PR #5247, opened 2022-04-08
Disable today button if today's date cannot be chosen

### LINKED ISSUE #5227: Add support for "minDate" and "maxDate" to "Today" button on datepicker action bar
#### Environment

- __Package version(s)__: 3.23.1
- __Browser and OS versions__: Google Chrome 99.0.4844.74 on Mac OS 12.3.1

#### Feature request

It would be really nice if the "Today" button on the action bar respected "minDate" and "maxDate"

#### Examples

When I have "minDate" set in the future, "Today" button should be disabled, or at least shouldn't set the date.
When I have "maxDate" set in the past, "Today" button should be disabled, or at least shouldn't set the date.

scooobs:
#### Checklist

- [x] Includes tests
- [ ] Update documentation

Disable the Today button in the Actions bar if it does not fall between minDate and maxDate.

#### Screenshot
(here minDate is April 8th 2023 and maxDate is April 8th 2025)
Screen Shot 2022-04-08 at 3 26 23 pm

With regards to documentation, is there anything that needs to be updated?

### DIFF
--- a/packages/datetime/src/common/classes.ts
+++ b/packages/datetime/src/common/classes.ts
@@ -34,7 +34,6 @@ export const DATEPICKER_DAY_IS_TODAY = `${DATEPICKER_DAY}--isToday`;
 export const DATEPICKER_DAY_WRAPPER = `${DATEPICKER}-day-wrapper`;
 export const DATEPICKER_FOOTER = `${DATEPICKER}-footer`;
 export const DATEPICKER_MONTH_SELECT = `${DATEPICKER}-month-select`;
-export const DATEPICKER_TODAY_BUTTON_DISABLED = `${NS}-disabled`;
 export const DATEPICKER_YEAR_SELECT = `${DATEPICKER}-year-select`;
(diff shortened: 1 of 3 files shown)


packages/datetime/src/common/classes.ts
```diff
@@ -34,6 +34,7 @@ export const DATEPICKER_DAY_IS_TODAY = `${DATEPICKER_DAY}--isToday`;
 export const DATEPICKER_DAY_WRAPPER = `${DATEPICKER}-day-wrapper`;
 export const DATEPICKER_FOOTER = `${DATEPICKER}-footer`;
 export const DATEPICKER_MONTH_SELECT = `${DATEPICKER}-month-select`;
+export const DATEPICKER_TODAY_BUTTON_DISABLED = `${NS}-disabled`;
```
adidahiya: no need for this class, it's unused. also it's just an alias for the disabled class from the core package

```suggestion
```

adidahiya (changes requested):
lgtm otherwise :+1:

adidahiya (approved):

....

- [Work instructions]
Check the data for the word "adidahiya" and pull out the lines that have it.

- [Task output]
adidahiya: no need for this class, it's unused. also it's just an alias for the disabled class from the core package
adidahiya (changes requested):
adidahiya (approved):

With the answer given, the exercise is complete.